== The task ==
Every line below that contains "macOS" is to be copied.

[Collected data]
------------------------------

PR #16944, opened 2024-12-23
show these 'fully qualified paths' for bevy_remote's rpc

alphastrata:
# Objective

It is not obvious that one would know these:
```json
{
  "id": 1,
  "jsonrpc": "2.0",
  "result": [
    "bevy_animation::AnimationPlayer",
    "bevy_animation::AnimationTarget",
    "bevy_animation::graph::AnimationGraphHandle",
    "bevy_animation::transition::AnimationTransitions",
    "bevy_audio::audio::PlaybackSettings",
    "bevy_audio::audio::SpatialListener",
    "bevy_core_pipeline::bloom::settings::Bloom",
    "bevy_core_pipeline::contrast_adaptive_sharpening::ContrastAdaptiveSharpening",
   **... snipping for brevity ...**
    "bevy_ui::ui_node::Node",
    "bevy_ui::ui_node::Outline",
    "bevy_ui::ui_node::ScrollPosition",
    "bevy_ui::ui_node::TargetCamera",
    "bevy_ui::ui_node::UiAntiAlias",
    "bevy_ui::ui_node::ZIndex",
    "bevy_ui::widget::button::Button",
    "bevy_window::monitor::Monitor",
    "bevy_window::window::PrimaryWindow",
    "bevy_window::window::Window",
    "bevy_winit::cursor::CursorIcon",
    "server::Cube"
  ]
}
```
Especially if you for example, are reading the GH examples because:
image
If you for example expand these things, due to the number of places bevy re-exports things you'll find it difficult to find the true path of something.
i.e you'd probably be forgiven for writing a query (using the `client.rs` example):
```sh
$ cargo run --example client --  bevy_pbr::mesh_material::MeshMaterial3d | jq
{
  "error": {
    "code": -23402,
    "message": "Unknown component type: `bevy_pbr::mesh_material::MeshMaterial3d`"
  },
  "id": 1,
  "jsonrpc": "2.0"
}
```
which is where https://github.com/bevyengine/bevy/blob/8d9a00f5483b2ba28f40081759bd3d6f8b8a686d/crates/bevy_pbr/src/mesh_material.rs#L41 would lead you to believe it is...

I've worked with bevy a lot, so it's no issue for me, but for others... ?

## Solution

- Add some more docs, including a sample request (`json` and `rust`)

## Testing

N/A

---

## Showcase
N/A


examples/remote/list_all_paths.rs
```diff
@@ -0,0 +1,29 @@
...
+    builtin_methods::BRP_LIST_METHOD, http::DEFAULT_ADDR, http::DEFAULT_PORT, BrpRequest,
+};
+
+/// The application entry point.
+fn main() -> AnyhowResult<()> {
+    // Create the URL. We're going to need it to issue the HTTP request.
+    let host_part = format!("{}:{}", DEFAULT_ADDR, DEFAULT_PORT);
+    let url = format!("http://{}/", host_part);
+
+    // If you pass no params, you'll be able to see all the optinos for arguments you can pass to the `./client.rs` remote example.
```
BenjaminBrienen, line 14:
```suggestion
    // If you pass no params, you'll be able to see all the options for arguments you can pass to the `./client.rs` remote example.
```

BenjaminBrienen (changes requested):

BenjaminBrienen (approved):

alphastrata:
👍🏽

alice-i-cecile (commented):
Hmm. I can see why this would be useful, but I think it's probably better suited as a doc test in the module docs.

alphastrata:
> Hmm. I can see why this would be useful, but I think it's probably better suited as a doc test in the module docs.

Am I correct in thinking that if they are here [in examples] they're scraped for the docs, but not the other way around?

Happy to move them though. @alice-i-cecile whatever you want to do is fine with me.

alice-i-cecile:
Examples getting scraped is a good argument, but Bevy's examples are already rather numerous. I'd like to reserve them for teaching things that *must* be interactive, so let's move this information into the docs.

BenjaminBrienen:
Examples being visual examples only will help delineate that and it makes sense, since examples are shown on the website as a "look at this".

alice-i-cecile:
> Although, many crates don't have anything to do with visuals and might benefit from bigger examples that aren't well suited to a doc test.

Yeah, things that demonstrate end-to-end usage patterns can be valuable to teach in examples too! But small snippets / notes like this should just go in the docs.

alphastrata:
> > Although, many crates don't have anything to do with visuals and might benefit from bigger examples that aren't well suited to a doc test.
> 
> Yeah, things that demonstrate end-to-end usage patterns can be valuable to teach in examples too! But small snippets / notes like this should just go in the docs.

I will move them over the weekend. --standby

alphastrata:
We thinking something like this:
image
i.e have them on the BrpRequest docs? or something more... prominent?

alice-i-cecile:
On the BrpRequest docs makes sense to me :)

alice-i-cecile (approved):

PR #16947, opened 2024-12-23
METIS-based meshlet generation

JMS55:
# Objective
Improve DAG building for virtual geometry

## Solution

- Use METIS to group triangles into meshlets which lets us minimize locked vertices which improves simplification, instead of using meshopt which prioritizes culling efficiency. Also some other minor tweaks.
- Currently most meshlets have 126 triangles, and not 128. Fixing this might involve calling METIS recursively ourselves to manually bisect the graph, not sure. Not going to attempt to fix this in this PR.

## Testing

  - Tested on bunny.glb and cliff.glb
  - No
  - Download the new bunny asset, run the meshlet example.

---

## Showcase

New 
image

Old
image


crates/bevy_pbr/src/meshlet/from_mesh.rs
```diff
@@ -67,12 +67,29 @@ impl MeshletMesh {
         // Validate mesh format
         let indices = validate_input_mesh(mesh)?;
 
-        // Split the mesh into an initial list of meshlets (LOD 0)
+        // Get meshet vertices
```
IceSentry, line 70:
```suggestion
        // Get meshlet vertices
```

IceSentry (approved):

crates/bevy_pbr/src/meshlet/from_mesh.rs
```diff
@@ -243,8 +252,103 @@ fn validate_input_mesh(mesh: &Mesh) -> Result<Cow<'_, [u32]>, MeshToMeshletMeshC
...
+        }
+    }
+    xadj.push(adjncy.len() as i32);
+
+    let mut options = [-1; metis::NOPTIONS];
+    options[metis::option::Seed::INDEX] = 17;
+    options[metis::option::UFactor::INDEX] = 1; // Important that there's very little imbalance between partitions
+
+    let mut meshlet_per_triangle = vec![0; triangle_count];
+    let partition_count = triangle_count.div_ceil(126); // Need to undershoot to prevent METIS from going over 128 triangles per meshlet
```
atlv24, line 316: by how much does it overshoot the partitions it makes if you set this to 128?

atlv24 (approved):

crates/bevy_pbr/src/meshlet/from_mesh.rs
JMS55: 1-2 triangles, which then leads to tiny meshlets with 1 triangle. Need to undershoot unfortunately :(

PR #16950, opened 2024-12-24
don't trigger drag events if there's no movement

### LINKED ISSUE #16571: Drag picking event fires on pointer up
## Bevy version

0.15.0

## What went wrong

`Trigger<Pointer<Drag>>` observer fires on `Pointer<Up>` even without drag movement. `Drag` is supposedly only supposed to fire if the cursor moved this tick.

## What you did

Reproduced:

```rust
use bevy::prelude::*;

fn main() {
    App::new()
        .add_plugins(DefaultPlugins)
        .add_systems(Startup, setup_scene)
        .run();
}

fn setup_scene(
    mut commands: Commands,
) {
    commands
        .spawn(Text::new("Click Me or Drag Me"))
        .observe(
            |_: Trigger<Pointer<Down>>| {
                println!("down");
            },
        )
        .observe(
            |event: Trigger<Pointer<Drag>>| {
                println!("drag {:?}", event.event());
            },
        );

    commands.spawn(Camera2d::default());
}
```

mockersf:
# Objective

- Fixes #16571

## Solution

- When position delta is zero, don't trigger `Drag` or `DragOver` events

## Testing

- tested with the code from the issue

### DIFF
--- a/crates/bevy_picking/src/events.rs
+++ b/crates/bevy_picking/src/events.rs
@@ -692,6 +692,10 @@ pub fn pointer_events(
 
                     // Emit Drag events to the entities we are dragging
                     for (drag_target, drag) in state.dragging.iter_mut() {
+                        let delta = location.position - drag.latest_pos;
+                        if delta == Vec2::ZERO {
+                            continue; // No need to emit a Drag event if there is no movement
+                        }
                         let drag_event = Pointer::new(
                             pointer_id,
                             location.clone(),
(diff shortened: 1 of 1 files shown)


BenjaminBrienen (approved):

alice-i-cecile (approved):
Good fix. I think that an epsilon might be warranted, but let's ship this very simple change and see if it resolves things.

PR #16951, opened 2024-12-24
Move `futures.rs`, `ConditionalSend` and `BoxedFuture` types to `bevy_tasks`

mnmaita:
# Objective

- Related to https://github.com/bevyengine/bevy/issues/11478

## Solution

- Moved `futures.rs`, `ConditionalSend` `ConditionalSendFuture` and `BoxedFuture` from `bevy_utils` to `bevy_tasks`.

## Testing

- CI checks

## Migration Guide

- Several modules were moved from `bevy_utils` into `bevy_tasks`:
  - Replace `bevy_utils::futures` imports with `bevy_tasks::futures`.
  - Replace `bevy_utils::ConditionalSend` with `bevy_tasks::ConditionalSend`.
  - Replace `bevy_utils::ConditionalSendFuture` with `bevy_tasks::ConditionalSendFuture`.
  - Replace `bevy_utils::BoxedFuture` with `bevy_tasks::BoxedFuture`.

### DIFF
--- a/crates/bevy_tasks/Cargo.toml
+++ b/crates/bevy_tasks/Cargo.toml
@@ -10,9 +10,7 @@ keywords = ["bevy"]
 
 [features]
 default = ["std", "async_executor"]
-alloc = []
 std = [
-  "alloc",
   "futures-lite/std",
   "async-task/std",
   "spin/std",
--- a/crates/bevy_tasks/Cargo.toml
+++ b/crates/bevy_tasks/Cargo.toml
@@ -10,7 +10,9 @@ keywords = ["bevy"]
 
 [features]
 default = ["std", "async_executor"]
+alloc = []
 std = [
+  "alloc",
   "futures-lite/std",
   "async-task/std",
   "spin/std",
--- a/crates/bevy_tasks/src/lib.rs
+++ b/crates/bevy_tasks/src/lib.rs
@@ -8,6 +8,37 @@
 
 extern crate alloc;
 
+#[cfg(not(target_arch = "wasm32"))]
+mod conditional_send {
+    /// Use [`ConditionalSend`] to mark an optional Send trait bound. Useful as on certain platforms (eg. Wasm),
+    /// futures aren't Send.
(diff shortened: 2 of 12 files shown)


mnmaita:
Wondering if the added `alloc` feature is the proper way to do it or if there's a different way.

crates/bevy_tasks/Cargo.toml
```diff
@@ -10,7 +10,9 @@ keywords = ["bevy"]
 
 [features]
 default = ["std", "async_executor"]
+alloc = []
```
bushrat011899, line 13: Within `bevy_tasks`, `alloc` is mandatory, so this feature isn't required.

crates/bevy_tasks/src/lib.rs
```diff
@@ -8,6 +8,37 @@
...
+}
+
+pub use conditional_send::*;
+
+/// Use [`ConditionalSendFuture`] for a future with an optional Send trait bound, as on certain platforms (eg. Wasm),
+/// futures aren't Send.
+pub trait ConditionalSendFuture: core::future::Future + ConditionalSend {}
+impl<T: core::future::Future + ConditionalSend> ConditionalSendFuture for T {}
+
+#[cfg(feature = "alloc")]
```
bushrat011899, line 33: It should be sufficient to just remove these `cfg(...)` attributes in order to remove the `alloc` feature. This will also need to be done in `futures.rs`.

bushrat011899 (changes requested):
Totally agree with this change, just need to remove the `alloc` feature from `bevy_tasks` since we can safely assume access to an allocator.

crates/bevy_tasks/src/lib.rs
mnmaita: Thanks for chiming in on this one, I was unsure what to do with it.

Removed the feature and the cfgs. There were no instances of this in `futures.rs` FWIW.

bushrat011899 (approved):

BenjaminBrienen (approved):

PR #16953, opened 2024-12-24
Hide `SubApps` from the documentation

LikeLakers2:
# Objective
`SubApps` is visible within the documentation for `bevy_app`. However, no way of accessing the `SubApps` field in `App` is currently available.

## Solution
Hides `SubApps` from the documentation.

The other solution is to expose access to `SubApps` in `Apps`, which I  submitted as a PR at <https://github.com/bevyengine/bevy/pull/16952>.

## Testing
Because of the simplicity of the changes, I only tested by compiling `bevy_app` - which compiled successfully.


alice-i-cecile:
Closing in favor of #16952.

PR #16958, opened 2024-12-24
Fix path checking for FileWatcher for virtual workspace projects

### LINKED ISSUE #16879: `file_watcher` feature cannot find assets folder in workspace
## Bevy version

v0.15.0  #3f2baf8ec

Observed on both Arch Linux and macOS.

## What you did

A basic workspace setup where the actual bevy App launches from a subcrate, like the following Cargo.toml setup:

```
[workspace]
resolver = "2"
members = [
    "library_a",
    "main_bevy_game",
]
```

The assets folder for the game resides in the `main_bevy_game` root. There are no other assets folders in the workspace.
`main_bevy_game` enables `file_watcher` feature, and then in `main.rs`:

```
    App::new()
        .add_plugins(DefaultPlugins.set(AssetPlugin {
            watch_for_changes_override: Some(true),
            ..Default::default()
        }));
```

## What went wrong

On launch, bevy issues the following warning: 

`WARN bevy_asset::io::source: Skip creating file watcher because path "assets" does not exist.`

Creating a folder at the root of the workspace will suppress this warning, but file changes are not recognized.

Moving the assets folder to the root of the workspace causes a panic:

`Failed to create file watcher from path "assets", Error { kind: PathNotFound, paths: ["/Users/notarealuser/workspace/main_bevy_game/assets"] }`

(Path altered for privacy)

## Additional information

I believe this is from using a raw `std::path::PathBuf` to test if the assets folder exists whereas in most other cases it gets built out.
I have a quick one-line fix:

`bevy_asset` crate @ `bevy_assets/src/io/source.rs`

 line 534:
`                let path = super::file::get_base_path().join(path.clone());`

This builds the path as it does in `file::FileWatcher::new()` and seems to make everything work as expected.

This might not be the appropriate fix, or perhaps my project structure is not as intended. I'm not sure, so I haven't opened a PR for this one line change.

super-saturn:
# Objective

Fixes #16879

## Solution

Moved the construction of the root path of the assets folder out of `FileWatcher::new()` and into `source.rs`, as the path is checked there with `path.exists()` and fails in certain configurations eg., virtual workspaces.

## Testing

Applied fix to a private fork and tested against both standard project setups and virtual workspaces. Works without issue on both. Have tested under macOS and Arch Linux.

### DIFF
--- a/crates/bevy_asset/src/io/file/file_watcher.rs
+++ b/crates/bevy_asset/src/io/file/file_watcher.rs
@@ -30,7 +30,7 @@ impl FileWatcher {
         sender: Sender<AssetSourceEvent>,
         debounce_wait_time: Duration,
     ) -> Result<Self, notify::Error> {
-        let root = normalize_path(super::get_base_path().join(root).as_path());
+        let root = normalize_path(&path);
         let watcher = new_asset_event_debouncer(
             root.clone(),
             debounce_wait_time,
--- a/crates/bevy_asset/src/io/file/file_watcher.rs
+++ b/crates/bevy_asset/src/io/file/file_watcher.rs
@@ -26,13 +26,13 @@ pub struct FileWatcher {
 
 impl FileWatcher {
     pub fn new(
-        root: PathBuf,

------------------------------

== Output for this exercise ==
Observed on both Arch Linux and macOS.
Applied fix to a private fork and tested against both standard project setups and virtual workspaces. Works without issue on both. Have tested under macOS and Arch Linux.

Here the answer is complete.